Exercise data -
________________
PR #2268, opened 2024-06-06
[QMR] Combined Rates Measurement Page - Initial

ajaitasaini:
### Description

This page will display the combined rates for a QMR user that are associated with the separated or combined measures. This story only covers the initial sections (Header, Copy, Links back to the measures).

### Related ticket(s)

CMDCT-3637

---
### How to test

1. In FFY 2024, go to the "View Combined Rates" section 
2. Click into one of the measures and make sure that the layout looks correct, specifically the header and a section with h2 and two links, one that redirects to the chip coreset measure page and another to the medicaid coreset measure page. Confirm that the links are redirecting to the correct pages.  
3. The body text is a placeholder and there's a followup ticket that will address that. 

### Notes

---
### Pre-review checklist

---
#### Review

#### Security

---

### DIFF
--- a/services/ui-src/src/Routes.tsx
+++ b/services/ui-src/src/Routes.tsx
@@ -128,6 +128,7 @@ export function useMeasureRoutes(): MeasureRoute[] {
               path: `:state/${year}/combined-rates/:measure`,
               element: (
                 <CombinedRatesMeasure
+                  measureName={foundMeasureDescription}
                   year={year}
                   measureId={measure}
                 ></CombinedRatesMeasure>
--- a/services/ui-src/src/Routes.tsx
+++ b/services/ui-src/src/Routes.tsx
@@ -124,8 +124,8 @@ export function useMeasureRoutes(): MeasureRoute[] {
             });
             //creating the routes for the combined rates measures
             measureRoutes.push({
-              key: `:state/${year}/combined-rates/:measure`,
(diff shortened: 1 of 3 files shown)


benmartin-coforma:
I like the code here, but navigating to the individual measures through the links on this page puts the app in a weird state, such that the `<` link on the breadcrumb trail doesn't work quite right.

I haven't dug into this, so I'm not sure how to explain it yet; screen recording below.

I would be surprised if this issue were related to the current work. More likely, it is an underlying issue with how QMR handles direct URL navigation. As such, it's probably out of scope here; I'm just making the note here so that we can follow up.

https://github.com/Enterprise-CMCS/macpro-mdct-qmr/assets/126210497/889fa290-2e99-46b8-9005-8dd747c41dc7

benmartin-coforma:
Cloudfront env is here: https://d3fybpu2xevre0.cloudfront.net/

ailZhou (approved):
LGTM, links are being generated and being redirected correctly to the measures. Also, thanks for fixing the issue with AAB-AD! 

Question: Not a blocker, but I'm wondering why the Link to Medicaid has a class tag but CHIP doesn't?

keeysnc (approved):

ajaitasaini:
@ailZhou good question r/e class tag! that's some leftover code that I will get rid of in a follow up PR for this component

PR #405, opened 2022-02-01
ENDOC-415 Create New App Builder page

Lyd1aCla1r3:


vuepress/docs/next/docs/compose/app-builder.md
```diff
@@ -0,0 +1,37 @@
...
+* Install component bundles from the Entando Component Repository
+
+* Append or update applications
+
+* Use micro frontends to build pages from modular, editable content
+
+* Deploy standalone packaged business capabilities
+
+* Deliver standardized UX design with page and content templates 
+
```
jyunmitch, line 27: Should we mention PDA functionality or being able to test and view your application right from here

vuepress/docs/next/docs/compose/app-builder.md
```diff
@@ -0,0 +1,37 @@
...
+
```
jyunmitch, line 28: how about a picture of the page editing section, where you have the list of components to add on the side. I always liked that capability

vuepress/docs/next/docs/compose/app-builder.md
Lyd1aCla1r3: i'd say no to PDA functionality... the default ECR is empty; the PDA plugin has to be installed. good point about preview!

vuepress/docs/next/docs/compose/app-builder.md
```diff
@@ -0,0 +1,43 @@
+---
+sidebarDepth: 2
+---
+
+# Entando App Builder
+
+The Entando App Builder plays a key role in the composition of Entando Applications. It is a feature-rich, low-code user interface to customize and manage components. It also offers a Dashboard and a modular CMS to streamline the design and build process. 
+
+<img src="./img/app-builder.png" width="800" height="393.76">
```
nshaw, line 9: Two comment on screenshots. 1) usually I try to screenshot just enough to show the functionality. In this case we're showing the App Builder so what you have is fine but typically we can only show a smaller area. Just mentioning that for next time. 2) Maybe VSCode is automatically adding the width/height but vuepress is pretty good about displaying the images without the width/height settings. In fact, in my testing Vuepress does a better job of displaying the images when I resize the browser window if the width/height is NOT set. Please try that and if you agree let's remove the width/height for any new images unless there's a compelling reason to do otherwise.

nshaw (changes requested):
One suggestion and then let's get that added to 6.3.2

vuepress/docs/next/docs/compose/app-builder.md
Lyd1aCla1r3: 1) agree and noted. moving forward only the area of interest will be documented in the image, especially if the surrounding UI is subject to change. 
2) i'll remove the width/height assignments; i misunderstood and was making those explicit after our hub discussion. all images are fed into tinypng to reduce file size.

nshaw: Per #2, cool. I think we had a special case on the hub page where it looked weird to have the images too big. I think what we have here is closer to our default case, basically allowing Vuepress to do its thing with a minimum of code.

nshaw (changes requested):
Looks good now so just need to add to 6.3.2

nshaw:
Closing in favor of the new PR

PR #409, opened 2022-02-03
ENDOC-418B change dev.entando.org to developer.entando.com

jyunmitch:


nshaw (approved):
@jyunmitch looks good. The extra search results in my local were in the generated target folder for the old docs. Those files aren't controlled and you wouldn't see them unless you ran the asciidoc generator. So we're good here.

PR #418, opened 2022-02-09
Endoc 419

jyunmitch:
Please ignore the next.js and concepts page in this PR! Because I was working on both of them, I wasn't as careful as I should have been and didn't notice it was added. I couldn't revert because it was commited with too much of the changes here. Sorry. 

But it should not cause a conflict cuz the files should be the same and the most current.

Focus on the first 4 commits as they are pertinent ones for the PR


nshaw (approved):
I used the web editor to deal with the merge conflict. I think all that is left is some whitespace changes on development-concepts but please double check.

PR #420, opened 2022-02-10
ENDOC-426 Copy next landing-page into v6.3.2. Correct a footer style.

nshaw:
1. Straight copy of the landing-page into v6.3.2
2. Fixed the footer style so the Edit this page link shows up on all but the home/landing pages.


nshaw:
I did publish this to staging already to double-check the styles and because I wanted to show Manuela the newest content.

jyunmitch (approved):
________________
Please set down the whole listing above without altering a single line.

Response to this task -
PR #2268, opened 2024-06-06
[QMR] Combined Rates Measurement Page - Initial

ajaitasaini:
### Description

This page will display the combined rates for a QMR user that are associated with the separated or combined measures. This story only covers the initial sections (Header, Copy, Links back to the measures).

### Related ticket(s)

CMDCT-3637

---
### How to test

1. In FFY 2024, go to the "View Combined Rates" section 
2. Click into one of the measures and make sure that the layout looks correct, specifically the header and a section with h2 and two links, one that redirects to the chip coreset measure page and another to the medicaid coreset measure page. Confirm that the links are redirecting to the correct pages.  
3. The body text is a placeholder and there's a followup ticket that will address that. 

### Notes

---
### Pre-review checklist

---
#### Review

#### Security

---

### DIFF
--- a/services/ui-src/src/Routes.tsx
+++ b/services/ui-src/src/Routes.tsx
@@ -128,6 +128,7 @@ export function useMeasureRoutes(): MeasureRoute[] {
               path: `:state/${year}/combined-rates/:measure`,
               element: (
                 <CombinedRatesMeasure
+                  measureName={foundMeasureDescription}
                   year={year}
                   measureId={measure}
                 ></CombinedRatesMeasure>
--- a/services/ui-src/src/Routes.tsx
+++ b/services/ui-src/src/Routes.tsx
@@ -124,8 +124,8 @@ export function useMeasureRoutes(): MeasureRoute[] {
             });
             //creating the routes for the combined rates measures
             measureRoutes.push({
-              key: `:state/${year}/combined-rates/:measure`,
(diff shortened: 1 of 3 files shown)


benmartin-coforma:
I like the code here, but navigating to the individual measures through the links on this page puts the app in a weird state, such that the `<` link on the breadcrumb trail doesn't work quite right.

I haven't dug into this, so I'm not sure how to explain it yet; screen recording below.

I would be surprised if this issue were related to the current work. More likely, it is an underlying issue with how QMR handles direct URL navigation. As such, it's probably out of scope here; I'm just making the note here so that we can follow up.

https://github.com/Enterprise-CMCS/macpro-mdct-qmr/assets/126210497/889fa290-2e99-46b8-9005-8dd747c41dc7

benmartin-coforma:
Cloudfront env is here: https://d3fybpu2xevre0.cloudfront.net/

ailZhou (approved):
LGTM, links are being generated and being redirected correctly to the measures. Also, thanks for fixing the issue with AAB-AD! 

Question: Not a blocker, but I'm wondering why the Link to Medicaid has a class tag but CHIP doesn't?

keeysnc (approved):

ajaitasaini:
@ailZhou good question r/e class tag! that's some leftover code that I will get rid of in a follow up PR for this component

PR #405, opened 2022-02-01
ENDOC-415 Create New App Builder page

Lyd1aCla1r3:


vuepress/docs/next/docs/compose/app-builder.md
```diff
@@ -0,0 +1,37 @@
...
+* Install component bundles from the Entando Component Repository
+
+* Append or update applications
+
+* Use micro frontends to build pages from modular, editable content
+
+* Deploy standalone packaged business capabilities
+
+* Deliver standardized UX design with page and content templates 
+
```
jyunmitch, line 27: Should we mention PDA functionality or being able to test and view your application right from here

vuepress/docs/next/docs/compose/app-builder.md
```diff
@@ -0,0 +1,37 @@
...
+
```
jyunmitch, line 28: how about a picture of the page editing section, where you have the list of components to add on the side. I always liked that capability

vuepress/docs/next/docs/compose/app-builder.md
Lyd1aCla1r3: i'd say no to PDA functionality... the default ECR is empty; the PDA plugin has to be installed. good point about preview!

vuepress/docs/next/docs/compose/app-builder.md
```diff
@@ -0,0 +1,43 @@
+---
+sidebarDepth: 2
+---
+
+# Entando App Builder
+
+The Entando App Builder plays a key role in the composition of Entando Applications. It is a feature-rich, low-code user interface to customize and manage components. It also offers a Dashboard and a modular CMS to streamline the design and build process. 
+
+<img src="./img/app-builder.png" width="800" height="393.76">
```
nshaw, line 9: Two comment on screenshots. 1) usually I try to screenshot just enough to show the functionality. In this case we're showing the App Builder so what you have is fine but typically we can only show a smaller area. Just mentioning that for next time. 2) Maybe VSCode is automatically adding the width/height but vuepress is pretty good about displaying the images without the width/height settings. In fact, in my testing Vuepress does a better job of displaying the images when I resize the browser window if the width/height is NOT set. Please try that and if you agree let's remove the width/height for any new images unless there's a compelling reason to do otherwise.

nshaw (changes requested):
One suggestion and then let's get that added to 6.3.2

vuepress/docs/next/docs/compose/app-builder.md
Lyd1aCla1r3: 1) agree and noted. moving forward only the area of interest will be documented in the image, especially if the surrounding UI is subject to change. 
2) i'll remove the width/height assignments; i misunderstood and was making those explicit after our hub discussion. all images are fed into tinypng to reduce file size.

nshaw: Per #2, cool. I think we had a special case on the hub page where it looked weird to have the images too big. I think what we have here is closer to our default case, basically allowing Vuepress to do its thing with a minimum of code.

nshaw (changes requested):
Looks good now so just need to add to 6.3.2

nshaw:
Closing in favor of the new PR

PR #409, opened 2022-02-03
ENDOC-418B change dev.entando.org to developer.entando.com

jyunmitch:


nshaw (approved):
@jyunmitch looks good. The extra search results in my local were in the generated target folder for the old docs. Those files aren't controlled and you wouldn't see them unless you ran the asciidoc generator. So we're good here.

PR #418, opened 2022-02-09
Endoc 419

jyunmitch:
Please ignore the next.js and concepts page in this PR! Because I was working on both of them, I wasn't as careful as I should have been and didn't notice it was added. I couldn't revert because it was commited with too much of the changes here. Sorry. 

But it should not cause a conflict cuz the files should be the same and the most current.

Focus on the first 4 commits as they are pertinent ones for the PR


nshaw (approved):
I used the web editor to deal with the merge conflict. I think all that is left is some whitespace changes on development-concepts but please double check.

PR #420, opened 2022-02-10
ENDOC-426 Copy next landing-page into v6.3.2. Correct a footer style.

nshaw:
1. Straight copy of the landing-page into v6.3.2
2. Fixed the footer style so the Edit this page link shows up on all but the home/landing pages.


nshaw:
I did publish this to staging already to double-check the styles and because I wanted to show Manuela the newest content.

jyunmitch (approved):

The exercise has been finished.